Data shown -
※

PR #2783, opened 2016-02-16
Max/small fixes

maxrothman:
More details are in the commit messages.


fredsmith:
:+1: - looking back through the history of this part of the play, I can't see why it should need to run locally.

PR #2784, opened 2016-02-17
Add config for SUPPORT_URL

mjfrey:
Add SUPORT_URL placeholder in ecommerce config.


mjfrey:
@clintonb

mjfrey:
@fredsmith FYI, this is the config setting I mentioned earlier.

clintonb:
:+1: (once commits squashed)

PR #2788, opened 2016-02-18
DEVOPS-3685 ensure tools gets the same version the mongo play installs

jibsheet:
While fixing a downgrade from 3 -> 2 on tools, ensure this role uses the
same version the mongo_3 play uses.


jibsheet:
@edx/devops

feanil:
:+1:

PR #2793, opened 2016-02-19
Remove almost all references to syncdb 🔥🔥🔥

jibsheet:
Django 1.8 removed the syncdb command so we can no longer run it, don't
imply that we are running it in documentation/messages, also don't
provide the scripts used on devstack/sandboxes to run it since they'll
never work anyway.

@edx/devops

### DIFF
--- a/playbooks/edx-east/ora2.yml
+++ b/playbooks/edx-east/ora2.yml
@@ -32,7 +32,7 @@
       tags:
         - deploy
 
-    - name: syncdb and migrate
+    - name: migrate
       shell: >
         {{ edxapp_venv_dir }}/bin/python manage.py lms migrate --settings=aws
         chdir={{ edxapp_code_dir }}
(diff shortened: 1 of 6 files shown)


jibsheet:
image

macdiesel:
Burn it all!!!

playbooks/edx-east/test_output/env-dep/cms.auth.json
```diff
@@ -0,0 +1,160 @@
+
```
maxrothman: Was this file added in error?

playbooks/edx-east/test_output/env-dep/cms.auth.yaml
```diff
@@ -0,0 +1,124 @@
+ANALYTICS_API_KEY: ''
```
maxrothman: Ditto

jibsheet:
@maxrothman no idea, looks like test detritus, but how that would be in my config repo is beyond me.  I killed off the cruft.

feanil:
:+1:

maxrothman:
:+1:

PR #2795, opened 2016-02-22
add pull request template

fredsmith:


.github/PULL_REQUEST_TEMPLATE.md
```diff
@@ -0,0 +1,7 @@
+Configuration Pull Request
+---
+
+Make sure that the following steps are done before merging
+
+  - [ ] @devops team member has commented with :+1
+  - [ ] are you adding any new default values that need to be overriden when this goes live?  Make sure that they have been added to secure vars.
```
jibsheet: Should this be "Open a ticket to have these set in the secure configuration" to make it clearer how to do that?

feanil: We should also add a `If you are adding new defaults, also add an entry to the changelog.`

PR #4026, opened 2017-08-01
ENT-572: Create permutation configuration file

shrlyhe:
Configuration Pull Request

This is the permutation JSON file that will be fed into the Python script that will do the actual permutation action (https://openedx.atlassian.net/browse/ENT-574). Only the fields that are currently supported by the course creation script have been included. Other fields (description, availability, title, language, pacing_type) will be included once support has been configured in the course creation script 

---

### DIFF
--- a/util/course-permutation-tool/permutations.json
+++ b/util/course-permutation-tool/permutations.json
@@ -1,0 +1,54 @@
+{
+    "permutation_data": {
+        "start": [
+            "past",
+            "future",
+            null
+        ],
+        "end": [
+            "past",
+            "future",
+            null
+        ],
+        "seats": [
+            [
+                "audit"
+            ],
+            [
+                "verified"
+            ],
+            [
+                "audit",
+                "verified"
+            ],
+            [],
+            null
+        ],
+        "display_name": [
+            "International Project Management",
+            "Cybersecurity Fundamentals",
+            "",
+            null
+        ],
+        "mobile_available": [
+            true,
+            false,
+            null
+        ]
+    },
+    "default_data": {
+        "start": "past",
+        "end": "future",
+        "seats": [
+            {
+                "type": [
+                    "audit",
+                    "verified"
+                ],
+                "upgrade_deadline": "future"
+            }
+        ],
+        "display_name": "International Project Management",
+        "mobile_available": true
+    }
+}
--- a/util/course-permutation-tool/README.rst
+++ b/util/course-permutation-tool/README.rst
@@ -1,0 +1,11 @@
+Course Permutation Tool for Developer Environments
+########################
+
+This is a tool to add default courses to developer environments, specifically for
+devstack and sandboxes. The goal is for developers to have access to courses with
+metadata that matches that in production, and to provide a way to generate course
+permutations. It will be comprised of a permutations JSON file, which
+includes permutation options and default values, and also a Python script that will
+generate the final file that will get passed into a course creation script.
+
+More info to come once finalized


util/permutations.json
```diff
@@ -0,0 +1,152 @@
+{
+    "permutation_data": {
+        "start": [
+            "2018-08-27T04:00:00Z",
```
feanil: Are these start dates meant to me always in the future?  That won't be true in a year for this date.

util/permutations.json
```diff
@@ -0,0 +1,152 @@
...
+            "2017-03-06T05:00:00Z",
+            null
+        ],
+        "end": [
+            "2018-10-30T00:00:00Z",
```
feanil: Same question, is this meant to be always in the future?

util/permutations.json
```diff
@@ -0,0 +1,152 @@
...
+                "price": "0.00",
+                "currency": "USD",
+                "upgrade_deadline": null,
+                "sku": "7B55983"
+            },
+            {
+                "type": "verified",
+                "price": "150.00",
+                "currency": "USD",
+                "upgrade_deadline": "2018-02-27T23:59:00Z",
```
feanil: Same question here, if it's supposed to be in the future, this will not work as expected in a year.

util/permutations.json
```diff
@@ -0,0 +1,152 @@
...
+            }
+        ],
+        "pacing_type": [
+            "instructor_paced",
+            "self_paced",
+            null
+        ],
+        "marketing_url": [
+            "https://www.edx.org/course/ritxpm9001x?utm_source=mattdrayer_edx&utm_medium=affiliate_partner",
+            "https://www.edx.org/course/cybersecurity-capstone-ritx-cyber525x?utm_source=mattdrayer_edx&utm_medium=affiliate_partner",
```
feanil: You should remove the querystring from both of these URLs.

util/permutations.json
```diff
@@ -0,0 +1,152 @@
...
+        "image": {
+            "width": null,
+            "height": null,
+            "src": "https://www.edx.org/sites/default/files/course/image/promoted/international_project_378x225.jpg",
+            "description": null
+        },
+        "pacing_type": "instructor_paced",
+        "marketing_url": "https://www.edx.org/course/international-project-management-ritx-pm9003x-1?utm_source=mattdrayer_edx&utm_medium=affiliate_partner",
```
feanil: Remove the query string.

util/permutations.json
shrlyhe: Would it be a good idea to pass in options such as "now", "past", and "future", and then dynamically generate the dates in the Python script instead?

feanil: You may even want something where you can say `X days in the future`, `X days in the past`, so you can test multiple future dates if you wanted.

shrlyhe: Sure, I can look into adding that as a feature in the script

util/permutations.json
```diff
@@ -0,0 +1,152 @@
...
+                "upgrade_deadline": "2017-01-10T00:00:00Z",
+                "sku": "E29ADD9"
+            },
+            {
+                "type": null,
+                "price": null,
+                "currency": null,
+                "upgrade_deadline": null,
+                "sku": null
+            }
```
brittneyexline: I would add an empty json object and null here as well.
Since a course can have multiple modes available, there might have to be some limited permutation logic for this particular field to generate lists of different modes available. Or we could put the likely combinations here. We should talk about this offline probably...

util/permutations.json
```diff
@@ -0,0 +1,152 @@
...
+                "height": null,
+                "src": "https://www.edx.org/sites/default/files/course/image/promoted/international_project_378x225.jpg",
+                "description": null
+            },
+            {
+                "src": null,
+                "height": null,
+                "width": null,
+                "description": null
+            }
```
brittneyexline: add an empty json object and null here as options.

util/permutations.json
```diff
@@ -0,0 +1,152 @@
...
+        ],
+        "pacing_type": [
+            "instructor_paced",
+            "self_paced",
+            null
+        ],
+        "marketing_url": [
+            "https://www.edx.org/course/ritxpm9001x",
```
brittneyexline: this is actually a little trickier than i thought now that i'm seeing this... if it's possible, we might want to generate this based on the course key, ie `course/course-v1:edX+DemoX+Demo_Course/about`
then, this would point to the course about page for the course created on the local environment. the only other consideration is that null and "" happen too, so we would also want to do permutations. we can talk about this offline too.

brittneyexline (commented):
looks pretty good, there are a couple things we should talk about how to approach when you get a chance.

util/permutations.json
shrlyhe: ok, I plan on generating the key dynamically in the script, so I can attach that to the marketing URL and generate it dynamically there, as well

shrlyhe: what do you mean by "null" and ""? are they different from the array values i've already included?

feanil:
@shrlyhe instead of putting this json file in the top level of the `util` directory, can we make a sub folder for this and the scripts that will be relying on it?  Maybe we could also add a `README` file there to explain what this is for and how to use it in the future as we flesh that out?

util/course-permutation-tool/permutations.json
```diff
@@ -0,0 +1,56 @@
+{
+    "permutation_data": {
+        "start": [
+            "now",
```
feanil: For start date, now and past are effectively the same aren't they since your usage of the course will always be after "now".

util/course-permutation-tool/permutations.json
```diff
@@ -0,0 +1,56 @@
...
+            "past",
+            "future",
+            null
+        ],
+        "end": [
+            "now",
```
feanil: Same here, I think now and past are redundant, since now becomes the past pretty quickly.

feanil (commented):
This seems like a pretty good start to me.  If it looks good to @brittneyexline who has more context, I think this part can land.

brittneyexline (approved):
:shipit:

※

Exercise details - Give the number of lines in the entries that contain the word "maxrothman", without any other words.

Response area - 5